**LISTED ENTRIES:**
-*-
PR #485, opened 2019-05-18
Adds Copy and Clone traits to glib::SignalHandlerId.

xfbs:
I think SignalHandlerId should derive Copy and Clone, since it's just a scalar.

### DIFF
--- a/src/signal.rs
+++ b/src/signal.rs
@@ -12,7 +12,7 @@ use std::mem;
-*-
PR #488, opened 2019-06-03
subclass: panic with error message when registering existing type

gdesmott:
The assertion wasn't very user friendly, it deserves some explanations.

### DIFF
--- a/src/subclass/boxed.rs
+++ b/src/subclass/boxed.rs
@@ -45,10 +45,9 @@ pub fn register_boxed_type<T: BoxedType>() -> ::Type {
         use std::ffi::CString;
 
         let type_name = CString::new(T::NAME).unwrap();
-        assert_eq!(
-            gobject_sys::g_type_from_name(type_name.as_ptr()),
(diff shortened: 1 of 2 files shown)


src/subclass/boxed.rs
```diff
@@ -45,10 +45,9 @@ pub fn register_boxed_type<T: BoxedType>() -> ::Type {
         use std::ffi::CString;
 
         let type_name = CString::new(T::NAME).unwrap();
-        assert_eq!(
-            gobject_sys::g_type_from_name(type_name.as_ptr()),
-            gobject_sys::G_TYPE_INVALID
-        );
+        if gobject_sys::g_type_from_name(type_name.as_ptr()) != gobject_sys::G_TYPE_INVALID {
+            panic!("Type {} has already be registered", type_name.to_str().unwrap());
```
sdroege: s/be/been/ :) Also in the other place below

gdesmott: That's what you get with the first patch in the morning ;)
-*-
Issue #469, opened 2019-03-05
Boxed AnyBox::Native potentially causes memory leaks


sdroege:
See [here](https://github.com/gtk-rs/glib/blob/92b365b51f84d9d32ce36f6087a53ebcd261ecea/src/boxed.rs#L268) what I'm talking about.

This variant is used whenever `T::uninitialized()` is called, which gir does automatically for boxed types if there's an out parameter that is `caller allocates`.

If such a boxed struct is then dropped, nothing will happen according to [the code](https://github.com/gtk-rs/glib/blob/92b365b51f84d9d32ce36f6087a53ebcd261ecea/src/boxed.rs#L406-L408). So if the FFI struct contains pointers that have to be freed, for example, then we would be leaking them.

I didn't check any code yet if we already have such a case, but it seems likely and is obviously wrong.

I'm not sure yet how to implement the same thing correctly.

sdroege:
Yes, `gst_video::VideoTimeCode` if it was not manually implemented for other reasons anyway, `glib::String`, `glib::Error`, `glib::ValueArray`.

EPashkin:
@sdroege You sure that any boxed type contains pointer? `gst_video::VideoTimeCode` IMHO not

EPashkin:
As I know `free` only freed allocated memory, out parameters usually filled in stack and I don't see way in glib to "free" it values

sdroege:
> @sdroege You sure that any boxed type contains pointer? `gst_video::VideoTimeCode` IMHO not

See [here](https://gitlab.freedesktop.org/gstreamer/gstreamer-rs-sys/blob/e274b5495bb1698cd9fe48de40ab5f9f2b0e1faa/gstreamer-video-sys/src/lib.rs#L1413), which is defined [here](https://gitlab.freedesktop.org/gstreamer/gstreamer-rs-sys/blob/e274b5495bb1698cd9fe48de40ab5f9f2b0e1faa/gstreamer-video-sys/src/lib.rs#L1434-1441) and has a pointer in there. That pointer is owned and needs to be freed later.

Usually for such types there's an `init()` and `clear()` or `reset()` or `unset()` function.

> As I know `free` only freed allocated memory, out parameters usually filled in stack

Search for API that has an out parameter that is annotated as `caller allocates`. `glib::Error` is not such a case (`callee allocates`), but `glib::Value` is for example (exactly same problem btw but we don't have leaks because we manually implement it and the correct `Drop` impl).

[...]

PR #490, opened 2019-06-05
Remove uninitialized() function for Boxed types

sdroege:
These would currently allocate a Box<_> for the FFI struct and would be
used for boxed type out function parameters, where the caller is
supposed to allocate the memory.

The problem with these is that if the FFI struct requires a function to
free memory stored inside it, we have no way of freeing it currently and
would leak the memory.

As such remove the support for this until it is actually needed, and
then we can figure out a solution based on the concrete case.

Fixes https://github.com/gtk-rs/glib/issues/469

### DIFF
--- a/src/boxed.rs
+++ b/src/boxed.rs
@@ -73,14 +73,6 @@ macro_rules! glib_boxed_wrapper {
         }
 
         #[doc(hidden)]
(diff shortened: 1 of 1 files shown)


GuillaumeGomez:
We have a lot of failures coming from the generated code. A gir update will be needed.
-*-
**ACTIVITY:** The answer must consist of every line above that holds the string "currently", copied exactly.

**WRITTEN SOLUTION:**
These would currently allocate a Box<_> for the FFI struct and would be
free memory stored inside it, we have no way of freeing it currently and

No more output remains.